Garbage collector question

Nodes: 3
Indices: 142
Memory: 17GB / 45GB
Total Shards: 1284
Documents: 442,160,568
Data: 578GB
Version: 5.3.0

Since a few days I am seeing a lot of these messages in the logfile:

[2018-03-20T14:35:04,269][INFO ][o.e.m.j.JvmGcMonitorService] [7xHqegG] [gc][3661] overhead, spent [373ms] collecting in the last [1.1s]
[2018-03-20T14:36:03,578][INFO ][o.e.m.j.JvmGcMonitorService] [7xHqegG] [gc][3720] overhead, spent [286ms] collecting in the last [1s]
[2018-03-20T14:36:05,608][INFO ][o.e.m.j.JvmGcMonitorService] [7xHqegG] [gc][3722] overhead, spent [297ms] collecting in the last [1s]

These eventually turn into these:
2018-03-20T13:06:20,875][ERROR][o.e.x.m.c.c.ClusterStatsCollector] [7xHqegG] collector [cluster-stats-collector] timed out when collecting data
[2018-03-20T13:08:21,702][ERROR][o.e.x.m.c.c.ClusterStatsCollector] [7xHqegG] collector [cluster-stats-collector] timed out when collecting data
[2018-03-20T13:09:18,651][ERROR][o.e.x.m.c.c.ClusterStatsCollector] [7xHqegG] collector [cluster-stats-collector] timed out when collecting data
[2018-03-20T13:10:30,348][ERROR][o.e.x.m.c.i.IndexStatsCollector] [7xHqegG] collector [index-stats-collector] timed out when collecting data
[2018-03-20T13:13:32,115][ERROR][o.e.x.m.c.c.ClusterStatsCollector] [7xHqegG] collector [cluster-stats-collector] timed out when collecting data
[2018-03-20T13:31:10,813][ERROR][o.e.x.m.c.c.ClusterStatsCollector] [7xHqegG] collector [cluster-stats-collector] timed out when collecting data
[2018-03-20T13:51:23,536][ERROR][o.e.x.m.c.c.ClusterStatsCollector] [7xHqegG] collector [cluster-stats-collector] timed out when collecting data

I read a suggestion on the forum, that increasing heap size would solve this .. (which I did from 30GB to 45GB) (15GB per server)

But I am still seeing the errors occur.

Any ideas on how to debug/resolve this?

thanks,

I have also tried to reduce heap size, but I am still seeing the gc overhead messages.

A 30GB heap is already incredibly large. The ~1300 shards jumps out at me first. That is a big number especially for so little data. I would try to reduce the number of indices and the number of shards per index by 10x and see if your problem goes away.

Thanks for the reply.

The indices are just daily logstash and metricbeat - so I don't I think I can reduce indices.

But I guess I can reduce shards.

I've bumped shard allocation to 2 for logstash for now.
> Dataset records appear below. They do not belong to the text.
PR #111, opened 2024-08-19
fix: update attribute_keys to include type

### LINKED ISSUE #98: Should attribute_keys in stream configuration support include/exclude syntax?
The specification states:

> attribute_keys: This is, at a minimum, an allow-list of attribute keys for measurements captured in the metric stream. The allow-list contains attribute keys that identify the attributes that MUST be kept, and all other attributes MUST be ignored.

But looking at the go implementation, an attribute filter can be specified either to include or exclude based on the attribute keys:

https://github.com/open-telemetry/opentelemetry-go/blob/main/sdk/metric/instrument.go#L146

I checked the python implementations, and it looks like that implementation only supports including attributes based on the keys.

codeboten:
This updates the stream's `attribute_keys` configuration to an include/exclude style object that currently only supports `included`. This is in hope to support `excluded` in the future once the specification allows it.

Fixes #98

### DIFF
--- a/CHANGELOG.md
+++ b/CHANGELOG.md
@@ -4,7 +4,7 @@
 
 * Adding initial instrumentation configuration schema
 * Split MetricExporter into PullMetricExporter and PushMetricExporter and ensure only PushMetricExporters can be associated with PeriodicMetricReader [#110](https://github.com/open-telemetry/opentelemetry-configuration/pull/110)
-* Update `attribute_keys` from array to to Include type
+* Update `attribute_keys` from array to to Include type [#111](https://github.com/open-telemetry/opentelemetry-configuration/pull/111)
 
 ## [v0.2.0] - 2024-05-08
 
--- a/CHANGELOG.md
+++ b/CHANGELOG.md
@@ -4,6 +4,7 @@
 
 * Adding initial instrumentation configuration schema
 * Split MetricExporter into PullMetricExporter and PushMetricExporter and ensure only PushMetricExporters can be associated with PeriodicMetricReader [#110](https://github.com/open-telemetry/opentelemetry-configuration/pull/110)
+* Update `attribute_keys` from array to to Include type
 
 ## [v0.2.0] - 2024-05-08
 
--- a/examples/kitchen-sink.yaml
+++ b/examples/kitchen-sink.yaml
@@ -249,8 +249,10 @@ meter_provider:
             record_min_max: true
         # Configure attribute keys retained in the resulting stream(s).
         attribute_keys:
-          - key1
-          - key2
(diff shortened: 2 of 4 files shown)


CHANGELOG.md
```diff
@@ -4,6 +4,7 @@
 
 * Adding initial instrumentation configuration schema
 * Split MetricExporter into PullMetricExporter and PushMetricExporter and ensure only PushMetricExporters can be associated with PeriodicMetricReader [#110](https://github.com/open-telemetry/opentelemetry-configuration/pull/110)
+* Update `attribute_keys` from array to to Include type
```
codeboten, line 7:
```suggestion
* Update `attribute_keys` from array to to Include type [#111](https://github.com/open-telemetry/opentelemetry-configuration/pull/111)
```

examples/kitchen-sink.yaml
```diff
@@ -249,8 +249,10 @@ meter_provider:
             record_min_max: true
         # Configure attribute keys retained in the resulting stream(s).
         attribute_keys:
-          - key1
-          - key2
+          # Configure list of attribute key patterns attribute keys retained in the resulting stream(s).
```
MrAlias, line 252:
```suggestion
          # Configure list of attribute key patterns that are retained in the resulting stream(s).
          # All other attributes not matching will be dropped.
```

MrAlias (approved):

examples/kitchen-sink.yaml
```diff
@@ -249,8 +249,11 @@ meter_provider:
             record_min_max: true
         # Configure attribute keys retained in the resulting stream(s).
         attribute_keys:
-          - key1
-          - key2
+          # Configure list of attribute key patterns that are retained in the resulting stream(s).
+          # All other attributes not matching will be dropped.
+          included:
```
jack-berg, line 254: The expansion from absolute values to patterns extends beyond the language of the spec. My understanding is that this adjustment is to help improve ergonomics for when the spec also includes the ability to exclude values. Can we start with absolute keys and evolve to allow patterns if the spec adds support?

examples/kitchen-sink.yaml
```diff
@@ -249,8 +249,11 @@ meter_provider:
             record_min_max: true
         # Configure attribute keys retained in the resulting stream(s).
         attribute_keys:
-          - key1
-          - key2
+          # Configure list of attribute key patterns that are retained in the resulting stream(s).
```
codeboten, line 252:
```suggestion
          # Configure list of attribute keys that are retained in the resulting stream(s).
```

examples/kitchen-sink.yaml
codeboten: Done

jack-berg (approved):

(Average logstash index is about 12GB)

Have you looked at using size-based Rollover Indices instead of time-based indices? Dividing so little data across so many indices and shards is like cutting birthday cake into slices: the more cuts you make, the more cake ends up on the knife.

1 Like

I hadn’t. But I am now :slight_smile:

However, I thought ~12GB indices were decently sized? The rollover API doc also references 5GB turnover. That might just be a bad example though

Thanks

In most discussions about appropriate index and shard size, it is the shard size that is most interesting and used. An average shard size of 12Gb sounds quite reasonable, but based on the data you provided, you seem to have an average shard size of less than 500MB, which is small.

If you are using the rollover index API and target a certain shard size, you naturally need to consider how many shards it will have when you make your calculation.

1 Like

Indeed. I've cleaned up the indices.

Now you are talking about shard sizes, and I was talking about index size.

So average logstash index is about 12GB. And with the modifications I made yesterday - this index is allocated 2 shards and 1 replicate.

Does that sound reasonable?

It you had an average shard size of 6GB, you would have around 100 shards instead of 1300, which sounds much more reasonable for that data volume.

2 Likes

Do you think 10GB heap per node is too much?

Cause I am still seeing the “[INFO ][o.e.m.j.JvmGcMonitorService] [7xHqegG] [gc][3722] overhead, spent [297ms] collecting in the last [1s]”

That depends on the workload. Once you reduce the number of shards you should be able to install monitoring and see if it is too much from looking at heap usage over time.

I already have monitoring installed.

The only noticable thing are peak waves on the heap usage :

This topic was automatically closed 28 days after the last reply. New replies are no longer allowed.